→ **ASSIGNMENT**:
Pull out every line with the word "Would" from the entries below.
--- --- ---
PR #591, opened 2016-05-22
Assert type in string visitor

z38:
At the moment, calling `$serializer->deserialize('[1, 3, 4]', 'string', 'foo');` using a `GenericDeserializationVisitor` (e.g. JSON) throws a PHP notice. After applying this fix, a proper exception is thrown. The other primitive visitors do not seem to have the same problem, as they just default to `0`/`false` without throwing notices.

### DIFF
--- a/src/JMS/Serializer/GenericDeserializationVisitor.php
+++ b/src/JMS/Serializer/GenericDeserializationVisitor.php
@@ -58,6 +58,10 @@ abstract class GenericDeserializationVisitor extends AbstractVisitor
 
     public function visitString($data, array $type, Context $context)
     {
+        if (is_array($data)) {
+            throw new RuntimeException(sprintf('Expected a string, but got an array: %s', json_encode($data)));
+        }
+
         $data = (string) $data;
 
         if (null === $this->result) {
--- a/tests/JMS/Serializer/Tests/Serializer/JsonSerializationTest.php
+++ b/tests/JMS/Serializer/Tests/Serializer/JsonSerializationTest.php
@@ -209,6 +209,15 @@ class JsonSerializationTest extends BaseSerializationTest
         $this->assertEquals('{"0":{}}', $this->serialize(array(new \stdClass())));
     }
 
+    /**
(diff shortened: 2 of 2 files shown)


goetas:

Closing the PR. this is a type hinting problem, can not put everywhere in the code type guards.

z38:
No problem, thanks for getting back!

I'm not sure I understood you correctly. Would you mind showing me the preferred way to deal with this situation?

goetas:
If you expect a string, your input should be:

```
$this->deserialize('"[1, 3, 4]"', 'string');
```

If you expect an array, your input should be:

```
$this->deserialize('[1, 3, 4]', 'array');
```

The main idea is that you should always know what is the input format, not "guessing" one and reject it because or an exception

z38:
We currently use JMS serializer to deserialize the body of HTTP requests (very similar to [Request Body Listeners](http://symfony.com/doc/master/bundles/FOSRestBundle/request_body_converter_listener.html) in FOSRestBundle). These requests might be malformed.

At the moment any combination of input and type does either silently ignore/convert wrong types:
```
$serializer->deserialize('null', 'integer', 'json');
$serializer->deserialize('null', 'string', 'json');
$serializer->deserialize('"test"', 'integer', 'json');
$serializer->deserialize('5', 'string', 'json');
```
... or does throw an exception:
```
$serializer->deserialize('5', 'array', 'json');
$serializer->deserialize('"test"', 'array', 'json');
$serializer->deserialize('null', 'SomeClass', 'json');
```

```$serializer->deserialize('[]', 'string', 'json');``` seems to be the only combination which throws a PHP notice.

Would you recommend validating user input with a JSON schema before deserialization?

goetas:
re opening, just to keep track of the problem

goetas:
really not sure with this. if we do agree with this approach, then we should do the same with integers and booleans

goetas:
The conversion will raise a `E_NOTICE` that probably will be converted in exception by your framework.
--- --- ---
→ **WRITTEN RESPONSE**:
I'm not sure I understood you correctly. Would you mind showing me the preferred way to deal with this situation?
Would you recommend validating user input with a JSON schema before deserialization?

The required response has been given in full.